**Exercise goal:**
Where does the word "Springer" show up in the records? Copy every line that has it.

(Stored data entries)
######

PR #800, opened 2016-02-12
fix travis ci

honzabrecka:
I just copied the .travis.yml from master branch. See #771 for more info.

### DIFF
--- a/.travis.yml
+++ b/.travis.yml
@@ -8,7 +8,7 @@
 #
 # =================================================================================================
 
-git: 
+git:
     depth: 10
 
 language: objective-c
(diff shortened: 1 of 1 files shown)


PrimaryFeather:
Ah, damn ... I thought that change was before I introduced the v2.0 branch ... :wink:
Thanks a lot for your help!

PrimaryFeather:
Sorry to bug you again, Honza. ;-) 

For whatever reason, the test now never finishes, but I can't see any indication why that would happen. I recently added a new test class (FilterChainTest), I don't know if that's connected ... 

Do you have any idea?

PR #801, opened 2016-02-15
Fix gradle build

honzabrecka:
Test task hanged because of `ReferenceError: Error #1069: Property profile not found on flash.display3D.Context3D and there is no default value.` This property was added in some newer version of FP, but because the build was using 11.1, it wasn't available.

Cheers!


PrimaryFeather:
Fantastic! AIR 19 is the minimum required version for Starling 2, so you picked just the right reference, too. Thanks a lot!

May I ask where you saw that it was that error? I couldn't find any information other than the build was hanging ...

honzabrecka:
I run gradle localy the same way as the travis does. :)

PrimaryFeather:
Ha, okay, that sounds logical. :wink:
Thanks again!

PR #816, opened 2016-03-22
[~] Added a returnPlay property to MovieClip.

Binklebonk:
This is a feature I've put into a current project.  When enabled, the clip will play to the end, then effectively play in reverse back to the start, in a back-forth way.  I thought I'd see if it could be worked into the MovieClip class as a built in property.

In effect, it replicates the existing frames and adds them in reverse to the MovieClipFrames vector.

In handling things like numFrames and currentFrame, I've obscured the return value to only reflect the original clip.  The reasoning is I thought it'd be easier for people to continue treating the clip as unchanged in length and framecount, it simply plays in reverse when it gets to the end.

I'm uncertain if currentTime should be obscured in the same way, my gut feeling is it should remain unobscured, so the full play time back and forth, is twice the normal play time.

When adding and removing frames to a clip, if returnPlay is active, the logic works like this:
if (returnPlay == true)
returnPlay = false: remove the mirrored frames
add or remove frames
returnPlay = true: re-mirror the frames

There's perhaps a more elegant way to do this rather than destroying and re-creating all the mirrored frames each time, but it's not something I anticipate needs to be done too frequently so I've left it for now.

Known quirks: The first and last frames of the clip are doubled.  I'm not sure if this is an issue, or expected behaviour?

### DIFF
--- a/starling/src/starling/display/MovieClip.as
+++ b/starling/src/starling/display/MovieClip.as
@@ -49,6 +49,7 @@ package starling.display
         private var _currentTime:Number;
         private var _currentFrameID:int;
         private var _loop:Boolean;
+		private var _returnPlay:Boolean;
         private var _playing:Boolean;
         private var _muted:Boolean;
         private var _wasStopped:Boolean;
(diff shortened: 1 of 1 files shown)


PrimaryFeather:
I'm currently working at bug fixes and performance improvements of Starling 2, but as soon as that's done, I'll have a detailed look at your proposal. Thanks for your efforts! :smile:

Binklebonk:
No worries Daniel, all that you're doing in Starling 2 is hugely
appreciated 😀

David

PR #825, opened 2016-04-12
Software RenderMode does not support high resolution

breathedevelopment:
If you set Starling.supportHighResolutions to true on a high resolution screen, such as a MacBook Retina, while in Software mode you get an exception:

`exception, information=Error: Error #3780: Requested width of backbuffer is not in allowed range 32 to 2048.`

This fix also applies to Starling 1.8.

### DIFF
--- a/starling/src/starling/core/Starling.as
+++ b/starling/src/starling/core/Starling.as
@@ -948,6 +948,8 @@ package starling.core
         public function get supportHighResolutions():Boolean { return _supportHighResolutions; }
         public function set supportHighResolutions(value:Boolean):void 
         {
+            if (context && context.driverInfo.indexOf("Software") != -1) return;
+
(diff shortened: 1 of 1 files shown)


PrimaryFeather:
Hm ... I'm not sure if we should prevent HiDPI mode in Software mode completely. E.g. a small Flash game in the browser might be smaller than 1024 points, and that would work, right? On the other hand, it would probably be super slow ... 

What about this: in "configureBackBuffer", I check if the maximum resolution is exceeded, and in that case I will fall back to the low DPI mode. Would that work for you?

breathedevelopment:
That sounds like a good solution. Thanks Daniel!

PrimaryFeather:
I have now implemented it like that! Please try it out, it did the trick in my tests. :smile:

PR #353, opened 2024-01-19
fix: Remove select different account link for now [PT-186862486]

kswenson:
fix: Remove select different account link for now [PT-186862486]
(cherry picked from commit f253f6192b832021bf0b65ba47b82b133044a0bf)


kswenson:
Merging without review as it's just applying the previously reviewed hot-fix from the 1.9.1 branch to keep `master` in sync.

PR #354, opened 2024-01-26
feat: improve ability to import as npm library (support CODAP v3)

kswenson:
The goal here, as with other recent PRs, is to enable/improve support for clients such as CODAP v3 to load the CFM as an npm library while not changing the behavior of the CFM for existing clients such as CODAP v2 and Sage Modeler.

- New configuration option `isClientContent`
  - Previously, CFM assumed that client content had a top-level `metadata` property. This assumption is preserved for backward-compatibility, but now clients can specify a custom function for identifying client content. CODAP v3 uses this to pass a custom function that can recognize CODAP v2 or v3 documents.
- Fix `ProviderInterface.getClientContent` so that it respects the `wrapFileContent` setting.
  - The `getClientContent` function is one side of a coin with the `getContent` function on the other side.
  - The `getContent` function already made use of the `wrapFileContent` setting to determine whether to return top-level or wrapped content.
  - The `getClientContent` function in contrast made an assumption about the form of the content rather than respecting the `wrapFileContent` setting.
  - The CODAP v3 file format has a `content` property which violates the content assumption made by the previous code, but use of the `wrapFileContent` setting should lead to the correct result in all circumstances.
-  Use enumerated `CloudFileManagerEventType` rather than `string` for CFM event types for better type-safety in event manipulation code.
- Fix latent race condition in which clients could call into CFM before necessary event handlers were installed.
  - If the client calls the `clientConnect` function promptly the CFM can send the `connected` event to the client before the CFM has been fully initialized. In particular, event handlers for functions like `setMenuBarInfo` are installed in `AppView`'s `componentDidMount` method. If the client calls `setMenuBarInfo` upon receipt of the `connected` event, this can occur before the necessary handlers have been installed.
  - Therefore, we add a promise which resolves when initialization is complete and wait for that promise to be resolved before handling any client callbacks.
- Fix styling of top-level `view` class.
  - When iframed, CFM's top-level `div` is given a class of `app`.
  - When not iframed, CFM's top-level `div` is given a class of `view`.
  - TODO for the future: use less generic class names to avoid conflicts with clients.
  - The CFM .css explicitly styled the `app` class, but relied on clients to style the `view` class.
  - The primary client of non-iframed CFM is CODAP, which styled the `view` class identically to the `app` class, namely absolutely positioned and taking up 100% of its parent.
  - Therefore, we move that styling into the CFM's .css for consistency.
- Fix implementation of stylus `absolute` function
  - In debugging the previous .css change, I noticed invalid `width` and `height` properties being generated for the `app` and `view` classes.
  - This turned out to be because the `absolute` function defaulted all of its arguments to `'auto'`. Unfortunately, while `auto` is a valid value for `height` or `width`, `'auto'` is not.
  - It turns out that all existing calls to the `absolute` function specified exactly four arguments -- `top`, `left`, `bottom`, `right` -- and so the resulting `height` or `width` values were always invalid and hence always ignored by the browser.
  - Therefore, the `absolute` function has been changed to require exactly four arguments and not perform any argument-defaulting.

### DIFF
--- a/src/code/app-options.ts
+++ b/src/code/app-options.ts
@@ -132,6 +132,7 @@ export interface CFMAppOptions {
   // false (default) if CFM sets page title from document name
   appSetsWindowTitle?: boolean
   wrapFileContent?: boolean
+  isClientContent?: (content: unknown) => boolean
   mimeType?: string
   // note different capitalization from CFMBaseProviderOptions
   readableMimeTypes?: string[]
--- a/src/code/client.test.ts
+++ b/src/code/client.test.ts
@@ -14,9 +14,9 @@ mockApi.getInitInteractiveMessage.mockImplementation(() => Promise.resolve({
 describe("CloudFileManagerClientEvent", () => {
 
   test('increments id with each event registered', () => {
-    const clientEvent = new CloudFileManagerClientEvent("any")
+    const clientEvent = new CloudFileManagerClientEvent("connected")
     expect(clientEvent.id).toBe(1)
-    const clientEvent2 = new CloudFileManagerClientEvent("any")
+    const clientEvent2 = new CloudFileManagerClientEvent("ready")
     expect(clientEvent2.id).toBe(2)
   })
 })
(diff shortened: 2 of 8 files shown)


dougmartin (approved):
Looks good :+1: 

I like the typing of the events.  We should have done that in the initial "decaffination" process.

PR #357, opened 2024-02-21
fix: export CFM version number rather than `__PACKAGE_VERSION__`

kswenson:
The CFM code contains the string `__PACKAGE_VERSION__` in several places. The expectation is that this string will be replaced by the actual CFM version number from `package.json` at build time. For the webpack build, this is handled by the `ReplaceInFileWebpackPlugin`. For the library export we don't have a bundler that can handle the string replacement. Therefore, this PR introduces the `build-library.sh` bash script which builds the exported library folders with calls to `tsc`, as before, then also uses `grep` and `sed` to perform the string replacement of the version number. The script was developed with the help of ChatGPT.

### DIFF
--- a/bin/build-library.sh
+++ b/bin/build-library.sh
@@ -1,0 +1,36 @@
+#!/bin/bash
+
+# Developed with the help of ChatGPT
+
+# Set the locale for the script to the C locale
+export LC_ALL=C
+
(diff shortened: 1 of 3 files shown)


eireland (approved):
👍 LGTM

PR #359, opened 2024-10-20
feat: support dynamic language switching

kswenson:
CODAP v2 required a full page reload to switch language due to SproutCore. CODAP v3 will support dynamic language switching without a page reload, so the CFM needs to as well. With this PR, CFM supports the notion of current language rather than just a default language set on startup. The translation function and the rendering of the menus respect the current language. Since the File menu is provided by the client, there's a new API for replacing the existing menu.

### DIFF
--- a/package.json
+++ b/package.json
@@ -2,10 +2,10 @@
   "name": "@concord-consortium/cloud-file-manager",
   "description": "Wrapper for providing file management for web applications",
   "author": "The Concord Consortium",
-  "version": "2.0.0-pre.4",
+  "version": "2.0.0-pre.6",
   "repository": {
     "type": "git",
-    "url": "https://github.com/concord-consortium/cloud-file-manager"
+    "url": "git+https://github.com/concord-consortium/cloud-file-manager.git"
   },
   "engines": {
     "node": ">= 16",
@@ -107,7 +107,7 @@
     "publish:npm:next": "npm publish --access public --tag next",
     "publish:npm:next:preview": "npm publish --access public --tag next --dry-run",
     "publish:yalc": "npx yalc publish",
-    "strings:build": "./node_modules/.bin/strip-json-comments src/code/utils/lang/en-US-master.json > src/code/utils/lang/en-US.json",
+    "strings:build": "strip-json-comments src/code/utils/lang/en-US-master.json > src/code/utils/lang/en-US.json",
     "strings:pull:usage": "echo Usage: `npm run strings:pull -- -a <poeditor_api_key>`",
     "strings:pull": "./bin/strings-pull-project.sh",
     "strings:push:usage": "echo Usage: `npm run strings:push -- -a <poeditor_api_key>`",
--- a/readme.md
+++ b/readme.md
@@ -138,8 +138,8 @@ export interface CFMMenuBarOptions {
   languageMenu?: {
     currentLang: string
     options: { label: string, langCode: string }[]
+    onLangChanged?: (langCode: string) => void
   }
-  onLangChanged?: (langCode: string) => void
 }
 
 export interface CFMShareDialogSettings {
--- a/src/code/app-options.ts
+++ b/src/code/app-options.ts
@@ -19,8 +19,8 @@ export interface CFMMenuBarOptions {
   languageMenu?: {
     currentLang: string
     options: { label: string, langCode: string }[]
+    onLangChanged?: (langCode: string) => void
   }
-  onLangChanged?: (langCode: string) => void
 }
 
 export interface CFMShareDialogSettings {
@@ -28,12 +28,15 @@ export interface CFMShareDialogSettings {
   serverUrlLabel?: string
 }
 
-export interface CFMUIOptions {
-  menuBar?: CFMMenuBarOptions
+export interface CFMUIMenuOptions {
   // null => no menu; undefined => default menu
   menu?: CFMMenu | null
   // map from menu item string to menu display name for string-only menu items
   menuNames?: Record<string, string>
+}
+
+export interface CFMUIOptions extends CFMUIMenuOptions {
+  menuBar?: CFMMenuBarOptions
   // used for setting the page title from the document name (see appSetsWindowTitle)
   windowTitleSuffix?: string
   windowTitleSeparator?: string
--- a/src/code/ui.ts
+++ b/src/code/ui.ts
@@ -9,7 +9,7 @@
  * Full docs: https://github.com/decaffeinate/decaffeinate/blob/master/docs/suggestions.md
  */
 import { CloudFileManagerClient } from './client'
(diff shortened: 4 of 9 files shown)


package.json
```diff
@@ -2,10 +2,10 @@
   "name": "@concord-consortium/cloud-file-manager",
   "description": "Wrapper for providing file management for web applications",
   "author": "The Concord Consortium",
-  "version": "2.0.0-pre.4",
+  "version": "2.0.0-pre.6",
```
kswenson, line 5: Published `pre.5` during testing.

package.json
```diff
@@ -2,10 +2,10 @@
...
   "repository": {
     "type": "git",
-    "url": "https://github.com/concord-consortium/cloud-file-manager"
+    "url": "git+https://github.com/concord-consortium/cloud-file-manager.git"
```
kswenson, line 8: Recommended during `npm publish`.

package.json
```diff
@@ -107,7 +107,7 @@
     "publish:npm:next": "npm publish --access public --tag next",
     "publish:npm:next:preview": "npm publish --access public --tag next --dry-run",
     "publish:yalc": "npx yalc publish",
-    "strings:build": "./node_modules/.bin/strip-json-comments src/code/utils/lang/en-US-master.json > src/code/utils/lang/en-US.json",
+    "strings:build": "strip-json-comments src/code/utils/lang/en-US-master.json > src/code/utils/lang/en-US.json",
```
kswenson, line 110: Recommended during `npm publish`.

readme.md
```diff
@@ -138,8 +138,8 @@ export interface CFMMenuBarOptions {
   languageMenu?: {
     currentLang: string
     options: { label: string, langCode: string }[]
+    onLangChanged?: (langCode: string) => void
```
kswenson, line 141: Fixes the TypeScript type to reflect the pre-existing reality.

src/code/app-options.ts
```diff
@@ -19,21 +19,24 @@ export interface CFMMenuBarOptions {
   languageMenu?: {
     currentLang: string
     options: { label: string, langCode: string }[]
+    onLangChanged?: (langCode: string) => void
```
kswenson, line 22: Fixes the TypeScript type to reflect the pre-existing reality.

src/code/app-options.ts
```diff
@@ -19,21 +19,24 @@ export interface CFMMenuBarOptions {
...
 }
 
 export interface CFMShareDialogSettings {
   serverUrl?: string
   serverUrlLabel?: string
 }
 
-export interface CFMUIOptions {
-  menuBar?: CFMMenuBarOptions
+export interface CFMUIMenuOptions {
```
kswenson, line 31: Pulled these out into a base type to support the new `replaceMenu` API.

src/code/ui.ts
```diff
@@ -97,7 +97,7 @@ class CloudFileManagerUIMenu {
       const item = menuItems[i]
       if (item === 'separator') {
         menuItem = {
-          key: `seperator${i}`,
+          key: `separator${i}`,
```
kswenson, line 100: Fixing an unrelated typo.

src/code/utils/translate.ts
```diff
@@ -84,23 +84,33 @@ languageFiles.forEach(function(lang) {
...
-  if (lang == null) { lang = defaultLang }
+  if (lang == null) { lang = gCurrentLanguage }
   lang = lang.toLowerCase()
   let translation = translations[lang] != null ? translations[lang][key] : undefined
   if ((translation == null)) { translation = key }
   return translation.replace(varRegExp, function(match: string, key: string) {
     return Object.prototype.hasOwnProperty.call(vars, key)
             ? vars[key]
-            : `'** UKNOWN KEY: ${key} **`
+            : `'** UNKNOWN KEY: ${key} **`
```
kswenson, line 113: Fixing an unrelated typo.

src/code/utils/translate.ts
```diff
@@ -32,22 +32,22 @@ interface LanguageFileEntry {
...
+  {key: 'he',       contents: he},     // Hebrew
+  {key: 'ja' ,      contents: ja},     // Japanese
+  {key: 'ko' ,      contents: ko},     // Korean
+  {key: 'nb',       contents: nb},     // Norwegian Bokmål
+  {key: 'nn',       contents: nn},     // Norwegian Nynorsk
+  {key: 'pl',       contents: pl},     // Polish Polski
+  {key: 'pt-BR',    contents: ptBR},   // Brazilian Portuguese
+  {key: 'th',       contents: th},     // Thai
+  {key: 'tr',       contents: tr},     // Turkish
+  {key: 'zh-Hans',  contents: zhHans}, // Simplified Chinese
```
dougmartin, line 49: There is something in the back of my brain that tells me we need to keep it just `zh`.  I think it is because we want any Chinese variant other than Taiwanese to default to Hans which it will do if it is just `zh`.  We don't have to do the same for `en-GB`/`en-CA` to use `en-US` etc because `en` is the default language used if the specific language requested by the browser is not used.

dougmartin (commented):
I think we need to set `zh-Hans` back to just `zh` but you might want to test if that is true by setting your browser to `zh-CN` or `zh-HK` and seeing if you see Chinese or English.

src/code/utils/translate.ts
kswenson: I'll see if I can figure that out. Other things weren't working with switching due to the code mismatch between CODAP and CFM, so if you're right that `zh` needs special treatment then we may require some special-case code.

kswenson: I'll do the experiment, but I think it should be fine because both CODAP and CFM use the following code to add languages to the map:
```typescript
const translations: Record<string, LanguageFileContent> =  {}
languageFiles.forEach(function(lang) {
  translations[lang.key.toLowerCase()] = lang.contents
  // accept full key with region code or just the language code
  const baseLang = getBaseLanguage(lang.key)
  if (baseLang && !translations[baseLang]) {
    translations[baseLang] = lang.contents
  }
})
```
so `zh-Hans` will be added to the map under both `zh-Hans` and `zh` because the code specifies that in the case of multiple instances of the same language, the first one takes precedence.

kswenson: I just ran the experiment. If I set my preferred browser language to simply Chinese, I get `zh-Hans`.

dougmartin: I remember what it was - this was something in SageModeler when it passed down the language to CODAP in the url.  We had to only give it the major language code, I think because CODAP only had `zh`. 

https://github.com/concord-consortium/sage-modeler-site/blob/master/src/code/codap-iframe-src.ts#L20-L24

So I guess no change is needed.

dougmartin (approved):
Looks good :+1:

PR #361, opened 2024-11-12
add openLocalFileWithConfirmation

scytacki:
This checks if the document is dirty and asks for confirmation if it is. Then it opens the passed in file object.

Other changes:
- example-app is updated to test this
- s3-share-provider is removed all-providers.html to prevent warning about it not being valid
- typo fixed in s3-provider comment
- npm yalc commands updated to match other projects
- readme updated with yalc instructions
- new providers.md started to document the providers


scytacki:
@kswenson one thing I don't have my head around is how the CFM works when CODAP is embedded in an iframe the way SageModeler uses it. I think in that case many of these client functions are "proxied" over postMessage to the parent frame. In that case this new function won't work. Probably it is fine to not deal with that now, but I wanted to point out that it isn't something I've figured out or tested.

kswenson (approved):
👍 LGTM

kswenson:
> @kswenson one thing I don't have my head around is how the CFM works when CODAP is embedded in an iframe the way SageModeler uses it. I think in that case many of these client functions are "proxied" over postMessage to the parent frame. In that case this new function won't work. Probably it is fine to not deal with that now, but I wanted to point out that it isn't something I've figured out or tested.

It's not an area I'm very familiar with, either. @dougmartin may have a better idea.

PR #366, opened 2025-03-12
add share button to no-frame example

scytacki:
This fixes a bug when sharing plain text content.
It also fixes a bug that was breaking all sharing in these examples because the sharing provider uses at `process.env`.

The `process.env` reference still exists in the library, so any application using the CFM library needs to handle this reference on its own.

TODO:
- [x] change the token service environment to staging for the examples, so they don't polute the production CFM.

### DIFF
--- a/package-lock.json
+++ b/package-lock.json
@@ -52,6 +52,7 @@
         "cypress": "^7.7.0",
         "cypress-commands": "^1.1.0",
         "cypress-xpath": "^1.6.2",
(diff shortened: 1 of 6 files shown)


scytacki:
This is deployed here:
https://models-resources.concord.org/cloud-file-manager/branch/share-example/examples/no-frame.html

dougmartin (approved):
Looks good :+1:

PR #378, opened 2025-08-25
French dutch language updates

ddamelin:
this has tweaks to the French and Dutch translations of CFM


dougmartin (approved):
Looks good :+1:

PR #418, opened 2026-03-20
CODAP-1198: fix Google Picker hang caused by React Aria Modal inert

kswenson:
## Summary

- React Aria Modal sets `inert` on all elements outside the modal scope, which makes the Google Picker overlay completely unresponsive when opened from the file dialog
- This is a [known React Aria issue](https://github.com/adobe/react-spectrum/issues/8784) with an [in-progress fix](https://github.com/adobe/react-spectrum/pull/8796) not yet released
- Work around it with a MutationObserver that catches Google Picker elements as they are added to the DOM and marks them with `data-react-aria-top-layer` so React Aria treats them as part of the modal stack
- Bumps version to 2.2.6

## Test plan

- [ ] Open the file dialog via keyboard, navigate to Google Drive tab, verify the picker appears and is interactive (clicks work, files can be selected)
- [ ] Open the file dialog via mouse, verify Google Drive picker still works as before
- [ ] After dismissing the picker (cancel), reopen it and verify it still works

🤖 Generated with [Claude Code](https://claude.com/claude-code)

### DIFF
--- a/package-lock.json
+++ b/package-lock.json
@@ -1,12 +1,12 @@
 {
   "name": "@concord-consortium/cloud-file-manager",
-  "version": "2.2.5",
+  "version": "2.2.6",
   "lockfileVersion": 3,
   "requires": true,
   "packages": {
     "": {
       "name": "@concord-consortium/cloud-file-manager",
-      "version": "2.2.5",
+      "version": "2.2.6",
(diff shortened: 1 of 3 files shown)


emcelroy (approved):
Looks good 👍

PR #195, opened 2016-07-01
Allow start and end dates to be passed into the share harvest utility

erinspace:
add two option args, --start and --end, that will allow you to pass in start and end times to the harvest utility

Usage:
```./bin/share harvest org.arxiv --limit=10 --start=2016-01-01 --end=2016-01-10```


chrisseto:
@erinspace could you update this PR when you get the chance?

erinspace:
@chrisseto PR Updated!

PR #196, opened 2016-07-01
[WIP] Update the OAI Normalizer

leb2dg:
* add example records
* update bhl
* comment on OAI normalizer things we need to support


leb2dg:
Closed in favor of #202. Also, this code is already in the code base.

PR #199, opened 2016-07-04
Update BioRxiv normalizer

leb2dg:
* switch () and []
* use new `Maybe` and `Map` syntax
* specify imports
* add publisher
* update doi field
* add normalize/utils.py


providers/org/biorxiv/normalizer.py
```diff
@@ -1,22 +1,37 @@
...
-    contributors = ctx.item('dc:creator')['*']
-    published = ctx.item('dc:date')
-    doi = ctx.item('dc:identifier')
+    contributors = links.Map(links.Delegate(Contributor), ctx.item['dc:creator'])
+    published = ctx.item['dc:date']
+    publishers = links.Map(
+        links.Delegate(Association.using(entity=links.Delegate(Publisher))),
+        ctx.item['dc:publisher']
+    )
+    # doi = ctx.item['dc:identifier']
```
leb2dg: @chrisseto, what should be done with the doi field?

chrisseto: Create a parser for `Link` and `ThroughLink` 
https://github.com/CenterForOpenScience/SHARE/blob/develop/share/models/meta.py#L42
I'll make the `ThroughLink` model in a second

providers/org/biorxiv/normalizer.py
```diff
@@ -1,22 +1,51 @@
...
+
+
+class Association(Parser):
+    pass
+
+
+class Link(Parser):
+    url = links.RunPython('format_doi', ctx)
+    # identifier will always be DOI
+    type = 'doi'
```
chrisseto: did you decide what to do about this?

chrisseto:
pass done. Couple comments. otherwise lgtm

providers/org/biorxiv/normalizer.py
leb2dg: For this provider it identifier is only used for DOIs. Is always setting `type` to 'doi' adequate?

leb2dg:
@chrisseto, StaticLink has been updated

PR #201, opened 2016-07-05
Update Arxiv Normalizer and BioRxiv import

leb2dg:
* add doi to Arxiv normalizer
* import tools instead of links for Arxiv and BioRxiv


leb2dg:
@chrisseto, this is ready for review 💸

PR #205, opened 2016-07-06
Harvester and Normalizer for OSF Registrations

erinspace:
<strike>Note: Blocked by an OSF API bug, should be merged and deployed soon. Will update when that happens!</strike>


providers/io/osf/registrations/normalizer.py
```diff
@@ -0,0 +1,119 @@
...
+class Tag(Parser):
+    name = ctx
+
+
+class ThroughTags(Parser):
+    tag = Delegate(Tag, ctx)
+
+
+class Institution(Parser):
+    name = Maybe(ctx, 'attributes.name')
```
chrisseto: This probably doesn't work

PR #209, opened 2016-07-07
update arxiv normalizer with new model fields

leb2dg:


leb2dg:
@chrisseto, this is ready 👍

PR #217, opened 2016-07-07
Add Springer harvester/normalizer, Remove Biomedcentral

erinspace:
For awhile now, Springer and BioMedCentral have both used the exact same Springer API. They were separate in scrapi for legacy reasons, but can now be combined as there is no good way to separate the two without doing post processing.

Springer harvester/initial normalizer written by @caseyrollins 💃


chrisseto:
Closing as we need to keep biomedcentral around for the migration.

######

**Output for this task:**
Add Springer harvester/normalizer, Remove Biomedcentral
For awhile now, Springer and BioMedCentral have both used the exact same Springer API. They were separate in scrapi for legacy reasons, but can now be combined as there is no good way to separate the two without doing post processing.
Springer harvester/initial normalizer written by @caseyrollins 💃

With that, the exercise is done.